Patterson-Sullivan measures and growth of relatively hyperbolic groups

We prove that for a relatively hyperbolic group G there is a sequence of relatively hyperbolic proper quotients such that their growth rates converge to the growth rate of G. Under natural assumptions, the same conclusion holds for the critical exponent of a cusp-uniform action of G on a hyperbolic metric space. As a corollary, we obtain that the critical exponent of a torsion-free geometrically finite Kleinian group can be arbitrarily approximated by those of quotient groups. This resolves a question of Dal'bo-Peign\'e-Picaud-Sambusetti. Our approach is based on the study of Patterson-Sullivan measures on Bowditch boundary of a relatively hyperbolic group. The uniqueness and ergodicity of Patterson-Sullivan measures are proved when the group is divergent.

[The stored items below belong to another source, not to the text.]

PR #1725, opened 2021-11-17
fix: decorations working for long notes, improved task note decorations

SeriousBug:
- Thanks to an optimization, all decorations (like link highlighting) are now displayed even in very long notes.
- Fixed a bug with decorations not appearing in Native Workspaces.
- Task note decorations are colored with the same color as the link to make them easier to distinguish from regular text.
- Task notes say `priority:` instead of `prio:` for priorities.


packages/common-all/src/types/workspace.ts
```diff
@@ -356,13 +356,7 @@ export type DendronConfig = {
...
 
-  /** Notes that are too large can cause slowdowns when editing them. For notes
-   * longer than this many characters, some editor decorations like tag colors
-   * and broken link highlighting will be disabled. Other decorations will
-   * continue to function.
-   *
-   * Defaults to 4096 characters, which is about 4 KiB.
-   */
+  /** @deprecated No longer relevant, all decorations are now displayed for long notes. */
   maxNoteDecoratedLength?: number;
```
kevinslin, line 360: if we're no longer using, does it make sense to just remove altogether?

packages/plugin-core/src/features/windowDecorations.ts
```diff
@@ -126,114 +121,108 @@ export function delayedUpdateDecorations(
...
-    note = VSCodeUtils.getNoteFromDocument(activeEditor.document);
-    if (_.isUndefined(note)) return {};
-  } catch (error) {
+      if (decorateRange.start.line === 0) {
+        // Can't check frontmatter if frontmatter is not visible
+        if (_.isUndefined(frontmatter)) {
+          allWarnings.push(warnMissingFrontmatter(activeEditor.document));
+        } else {
+          allWarnings.push(
+            ...warnBadFrontmatterContents(activeEditor.document, frontmatter)
```
kevinslin, line 194: can we rename this method? `warnBadFrontmatterContents` makes me think that is bad frontmatter. `checkAndWarnIfBadFrontmatterContents` would be more descriptive

kevinslin (changes requested):
Found an edge case where if I start from a task note and then go to a note that links to it, the decorators show up 2x: https://www.loom.com/share/f04e23bb082642f98221aa912ffba1d2?from_recorder=1&focus_title=1

Repro by going to [[Prepare Report|task.2021.10.26.020813.prepare-report]] in test-workspace

SeriousBug:
> Found an edge case

Oops! Thought I had fixed this with the `mergeRanges` function but looks like I used it in the wrong order :)

Fixed the bug and applied other feedback now.

kevinslin (approved):

PR #1745, opened 2021-11-19
fix: add workspace root to workspace folders for Code Workspaces

SeriousBug:
Adds the workspace root to the Code Workspace template. The reasoning behind it is that people tend to get confused that they can't find `dendron.yml` in their workspace when they initialize it.

I remember talking about making this change a few months ago, but I don't remember if we decided not to add it.

Here's a screenshot of what the explorer looks like with a default workspace initialized:
Screenshot_20211119_041308

This also might be a little confusing since the vaults are shown both in their own sections and also under root. I couldn't figure out a way to hide them without potentially also hiding other folders in the workspace. What are your thoughts on doing it this way versus how it was before?

### DIFF
--- a/packages/engine-server/src/workspace/vscode.ts
+++ b/packages/engine-server/src/workspace/vscode.ts
@@ -109,12 +109,16 @@ export class WorkspaceConfig {
     });
     const jsonBody: WorkspaceSettings = _.merge(
       {
-        folders: cleanOpts.vaults
-          ? cleanOpts.vaults.map((ent) => ({
-              path: ent.fsPath,
-              name: ent.name,
-            }))
-          : [],
+        folders: [
+          {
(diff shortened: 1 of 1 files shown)


kevinslin (commented):
yeah, this is a tough one. its confusing not to be able to edit workspace files but arguably more confusing to see your workspace and folders show up twice. ideally, we shouldn't need to rely on the file explorer in vscode as the dendron tree view should show all vaults and notes (we'd need to extend it to see the dendron.yml)

I'd prefer not adding the root workspace since the `code-workspace` file would be the only thing that folks would need to edit and even that is now less important with native workspaces

SeriousBug:
Makes sense to me, in that case I'll drop the PR.

PR #167, opened 2024-09-23
M3 - Signed

Rhaki:
Generate Signed types.
Restore tests depending by signed


crates/math/Cargo.toml
```diff
@@ -14,6 +14,7 @@ bnum      = { workspace = true, features = ["borsh"] }
 borsh     = { workspace = true, features = ["derive", "de_strict_order"] }
 serde     = { workspace = true, features = ["derive"] }
 thiserror = { workspace = true }
+paste     = { workspace = true }
```
larry0x: Dependency isn't ordered alphabetically

crates/math/src/bytable.rs
```diff
@@ -61,49 +61,60 @@ macro_rules! impl_bytable_std {
     };
 }
 
+macro_rules! impl_bytable_singed_std {
```
larry0x: Typo: `signed` / `singed`

crates/math/src/bytable.rs
```diff
@@ -179,5 +223,74 @@ mod tests {
...
+
+            // Same thing for little endian
+            let recovered = Int128::from_le_bytes(number.to_le_bytes());
+            prop_assert_eq!(number, recovered);
+        }
+
+        /// Ensure the bytable methods work for `Int256`.
+        #[test]
+        fn integer_bytable_works_i256(number in any::<i128>()) {
+            let number = Int256::from(number);
```
larry0x: This test only tests integers within the i128 range. I'm going to modify it to test the full i256 range using the same approach as in `integer_bytable_works_u256`.

crates/math/src/udec.rs
```diff
@@ -681,19 +739,38 @@ generate_decimal! {
...
+    from_dec          = [],
+    doc               = "128-bit signed fixed-point number with 18 decimal places.",
+}
+
+generate_decimal! {
+    type              = Signed,
+    name              = Dec256,
+    inner_type        = I256,
+    inner_constructor = Int256::new_from_i128,
+    from_dec          = [],
```
larry0x, line 764: Should we add `From<Dec128>` here?

crates/math/src/uint.rs
```diff
@@ -38,19 +39,26 @@ where
     pub const fn number(&self) -> U {
         self.0
     }
+
+    pub const fn number_ref(&self) -> &U {
+        &self.0
+    }
```
larry0x, line 45: I think the more idiomatic way for defining these two functions is:

```rust
// takes a ref, return a ref
pub const fn number(&self) -> &U {
    &self.0
}

// takes an owned value, return an owned value
pub const fn into_number(self) -> U {
    self.0
}
```

Let's leave this to a later PR to fix.

crates/math/src/uint.rs
```diff
@@ -659,43 +678,69 @@ generate_uint! {
...
 }
 
-// -------------- additional constructor methods for Uint256/512 ---------------
+generate_uint! {
+    name = Int64,
+    inner_type = i64,
+    from_int = [],
+    from_std = [u32, u16, u8],
+    doc = "64-bit signed integer.",
+}
```
larry0x: Let's align the equation marks

crates/math/src/uint.rs
```diff
@@ -719,5 +764,36 @@ mod tests {
...
+        }
+        fn int512_const_constructor(input in any::<i128>()) {
+            let int512 = Int512::new_from_i128(input);
+            let output = int512.number().try_into().unwrap();
+            assert_eq!(input, output);
+        }
+    }
+
+    #[test]
+    fn singed_from_str() {
```
larry0x: Typo

PR #168, opened 2024-09-24
M4 - Traits reorganization

Rhaki:
Reorganize traits implementation for Math


crates/math/src/multiply_fraction.rs
```diff
@@ -13,3 +15,64 @@ where
...
+        }
+        if rhs.is_negative() {
+            return Err(MathError::negative_div(self, rhs));
+        }
+        if self.is_zero() {
+            return Ok(Self::ZERO);
+        }
+        self.checked_multiply_ratio_ceil(F::denominator(), rhs.numerator())
+    }
+}
```
Rhaki, line 78: Just noticed, are these negative check a thing?

larry0x: `Uint` was intended for only positive numbers, so we have it. Now I think it can be removed

PR #175, opened 2024-09-27
M6 - Int tests

Rhaki:
Note: beside tests there is a change in trait `Signed`.
The function `abs` has been renamed into `checked_abs` and now return `MathResult<Self>`, which allow to handle the Overflow of signed number at `MIN`.


crates/math/src/int.rs
```diff
@@ -362,53 +362,278 @@ impl Int512 {
...
-        assert_eq!(-Int512::new_from_i128(100), Int512::new(I512::from(-100)))
-    }
+                let serialized_vec = serde_json::to_vec(&original).unwrap();
+                assert_eq!(serialized_vec, format!("\"{}\"", sample).as_bytes());
+
+                let parsed: Int::<_> = serde_json::from_str(&serialized_str).unwrap();
+                assert_eq!(parsed, original);
+
+                let parsed: Int::<_> = serde_json::from_slice(&serialized_vec).unwrap();
+                assert_eq!(parsed, original);
```
larry0x, line 521: Instead of `serde_json`, use the `Json{Ser,De}Ext` traits here

PR #178, opened 2024-10-01
M7 - Dec tests

Rhaki:


Rhaki:
Close. See https://github.com/left-curve/left-curve/pull/182

PR #179, opened 2024-10-02
Improve `MultiplyRatio`

Rhaki:
- added `checked_multiply_ratio` that has the same logic of native rust integer;
- added tests.


Rhaki:
Replaced by https://github.com/left-curve/left-curve/pull/183

PR #182, opened 2024-10-03
M7 - Dec tests

Rhaki:


grug/math/src/decimal.rs
```diff
@@ -11,27 +11,168 @@ pub trait Decimal: Sized {
 impl<U> Decimal for Dec<U>
 where
     Self: FixedPoint<U>,
-    U: Number + Copy + PartialEq,
+    U: Number + Copy + PartialEq + Sign + NumberConst,
```
larry0x, line 14: Let's order the trait bounds such that all number traits come first, then all the std traits

grug/math/src/decimal.rs
```diff
@@ -11,27 +11,168 @@ pub trait Decimal: Sized {
...
-        // Method 2 is faster because Rem is roughly as fast as or slightly
-        // faster than Div, while Sub is significantly faster than Mul.
-        //
-        // This flooring operation in fact can never fail, because flooring an
-        // unsigned decimal goes down to 0 at most. However, flooring a _signed_
-        // decimal may underflow.
-        Ok(Self(self.0 - self.0.checked_rem(Self::DECIMAL_FRACTION)?))
+        let rem = self.0.checked_rem(Self::DECIMAL_FRACTION)?;
+
+        match (rem == Int::ZERO, rem.is_negative()) {
```
larry0x, line 19: Instead of `rem == Int::ZERO` maybe `rem.is_zero()`?

grug/math/src/number.rs
```diff
@@ -125,11 +101,15 @@ where
...
-            .map(Self)
+        let clos = || {
+            self.0
+                .checked_full_mul(*other.numerator())?
+                .checked_div(Self::DECIMAL_FRACTION.into_next())?
+                .checked_into_prev()
+                .map(Self)
+        };
+
+        clos().map_err(|_| MathError::overflow_mul(self, other))
```
larry0x, line 112: It's unnecessary to define the `clos`? You can simply do:

```rust
self.0
    .checked_full_mul(*other.numerator())?
    .checked_div(Self::DECIMAL_FRACTION.into_next())?
    .checked_into_prev()
    .map(Self)
    .map_err(|_| MathError::overflow_mul(self, other))
```

grug/math/src/number.rs
```diff
@@ -141,24 +121,28 @@ where
...
+                    exp = (exp - 1) / 2;
+                }
             }
-        }
 
-        self.checked_mul(y)
+            self.checked_mul(y)
+        };
+
+        clos().map_err(|_| MathError::overflow_pow(self, exp))
```
larry0x, line 145: You don't need the closure here either. Just do:

```rust
{
    // ...
}
.map_err(|_| MathError::overflow_pow(self, exp))
```

grug/math/src/number.rs
```diff
@@ -913,113 +881,1033 @@ mod tests {
...
-    int_test!( wrapping_add
-        method = |_0| {
-            let max = bt(_0, Int::MAX);
-            assert_eq!(max.wrapping_add(Int::ONE), Int::MIN);
+    int_test!( saturating_add
+        inputs = {
+            u128 = {
+                passing: [
+                    (Int::MAX - Int::ONE, Int::ONE, Int::MAX),
+                    (Int::MAX, Int::ONE, Int::MAX)
```
larry0x, line 889: Let's add trailing commas

grug/math/src/test_utils.rs
```diff
@@ -189,3 +192,226 @@ macro_rules! int_test {
...
+    /// `Dec::raw(Int::<U>::ONE)`
+    const LEFTOVER: Self;
+}
+
+impl<U> Leftover for Dec<U>
+where
+    Int<U>: NumberConst,
+{
+    const LEFTOVER: Dec<U> = Dec::raw(Int::<U>::ONE);
+}
```
larry0x, line 386: I think this can be added to the `FixedPoint` trait?

Also "left over" isn't a good name. Maybe "step" or "tick"?

grug/math/src/test_utils.rs
```diff
@@ -189,3 +192,226 @@ macro_rules! int_test {
...
+//         dec256 = {
+//             passing: [
+//             ],
+//             failing: [
+//             ]
+//         }
+//     }
+//     method = |_0d: Dec<_>, passing, failing| {
+//     }
+// );
```
larry0x, line 417: These can be deleted?

grug/math/src/number.rs
Rhaki: It's because if the mul overflow, another error another error is raised. In this way any error raised is converted into OverflowPow

grug/math/src/test_utils.rs
Rhaki: I've added in test utils because idk if this has some needed outside test purpose

grug/math/src/test_utils.rs
Rhaki: Yeah. I forgot it (used as model to be copy pasted)

grug/math/src/number.rs
larry0x: I see, you're right. Still you can do:

```rust
{
    // ...
}
.map_err(|_| MathError::overflow_mul(self, other))
```

PR #196, opened 2024-10-09
refractor: `Binary` & `ByteArray`

Rhaki:
Currently, the `Binary` structure is simply a wrapper for `Vec<u8>` that serializes/deserializes the bytes to/from a `base64-encoded string`. The `ByteArray `structure performs the same function. This proposal aims to unify both types into a single structure called `B64`, with a generic `T `that can represent either a `Vec<u8> `or a fixed-size array `[u8; N]`. The resulting types will be:

```rust
type Binary = B64<Vec<u8>>
type ByteArray<const N: usize> = B64<[u8; N]>
```


Rhaki:
refractor implemebted by #198

PR #221, opened 2024-10-14
refactor(grug): revamp generic error

larry0x:
- Define `GenericResult<T>` as an alias to `Result<T, String>`
- Replace `StdError::Generic` with `StdError::Host`
- Add `AppError::Guest`. The error message includes the contract address, the wasm export function being called, and the error message returned by the contract.


larry0x:
I'm going to do a bigger revamp of errors.

larry0x:
The bigger revamp appears challenging, so we go with this.

PR #225, opened 2024-10-16
fix(dango): passkey authentication

j0nl1:
We've updated the passkey signature behavior. Previously, the contract was responsible for generating the client_data. However, this approach posed potential limitations, as the clientDataJson could expand over time. To address this, we now allow the UI to provide the client_data and ensure the challenge matches the transaction sign bytes.


dango/types/src/auth.rs
```diff
@@ -55,13 +56,14 @@ pub struct Metadata {
 #[grug::derive(Serde)]
 pub struct PasskeySignature {
     pub authenticator_data: Binary,
-    pub origin: String,
-    pub cross_origin: bool,
+    pub client_data: Binary,
```
larry0x, line 59: Can you use `grug::Json` for `client_data` here? It would be more readable.

dango/types/src/auth.rs
```diff
@@ -55,13 +56,14 @@ pub struct Metadata {
...
     pub sig: ByteArray<64>,
 }
 
-/// Passkey client data.
-#[grug::derive(Serde)]
+/// Passkey client data
+/// We use serde instead of grug because it does not support unknown fields.
```
larry0x, line 64: Let's just remove `deny_unknown_fields` from grug derive. I'm going to push a commit

dango/auth/src/lib.rs
```diff
@@ -91,13 +89,14 @@ pub fn authenticate_tx(
...
-    .to_json_vec()?
-    .hash256();
+    let sign_bytes = ctx.api.sha2_256(
+        &SignDoc {
+            messages: tx.msgs,
+            chain_id: ctx.chain_id,
+            sequence: metadata.sequence,
+        }
+        .to_json_vec()?,
+    );
```
larry0x, line 99: Use the host function for hashing instead. By removing the sha256 logic, contract sizes go down by ~10 KB.

PR #228, opened 2024-10-16
refractor(grug): use `Option<&str>` instead of generic for label

Rhaki:
…tion<Into<String>> for label


larry0x:
Do you think we should do the same for `Client::instantiate`?

Rhaki:
Yeah

larry0x:
> Yeah

Can you make the change in this pr

PR #233, opened 2024-10-17
refactor(grug): use singleton tuple variants for `Query`

larry0x:
Just like #232, but for query


Rhaki:
There is only one conceptual "problem" now. The singleton tuple variants of enum `Query` now implement the `QueryRequest` trait. Iin the `TestSuite` and `QuerierWrapper`, the functions `query_wasm_smart`accept as a parameter `R: QueryRequest`. So at compile time we allow to use this function and pass as argument a singleton variant of the `Query` enum, which could lead to confusion.

larry0x:
Removed `QueryRequest` implementations.

Rhaki (approved):

PR #11, opened 2022-10-14
Update outcome status label and move `Status` enum

janstenpickle:
Changes the label name to reduce the possibility of a clash with other labels.

Moves `Status` class under `OutcomeRecorder` as it is only used there.


TimWSpence (approved):
`outcome_status` does feel like saying the same thing twice but I can't think of a better label name. Unless `status` but that's very vague

janstenpickle:
> `outcome_status` does feel like saying the same thing twice but I can't think of a better label name. Unless `status` but that's very vague

There's time before the proper release, so we can review!

bastewart:
Ah, to make it a bit less tautology-y potentially `recorded_status`?

PR #15, opened 2022-10-19
Add callback functionality

janstenpickle:


TimWSpence (approved):
I still feel like there must be a better way to model this but I have no idea what it is 😭 Regardless, it's really nice that it works so good work!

We prove a variant of the Sullivan Shadow Lemma, called Partial Shadow Lemma. This tool allows us to prove several results on growth functions of balls and cones. One central result is the existence of a sequence of geodesic trees with growth rates sufficiently close to the growth rate of G, and transition points uniformly spaced in trees. By taking small cancellation over hyperbolic elements of high powers, we can embed these trees into properly constructed quotients of G. This proves the results in the previous paragraph.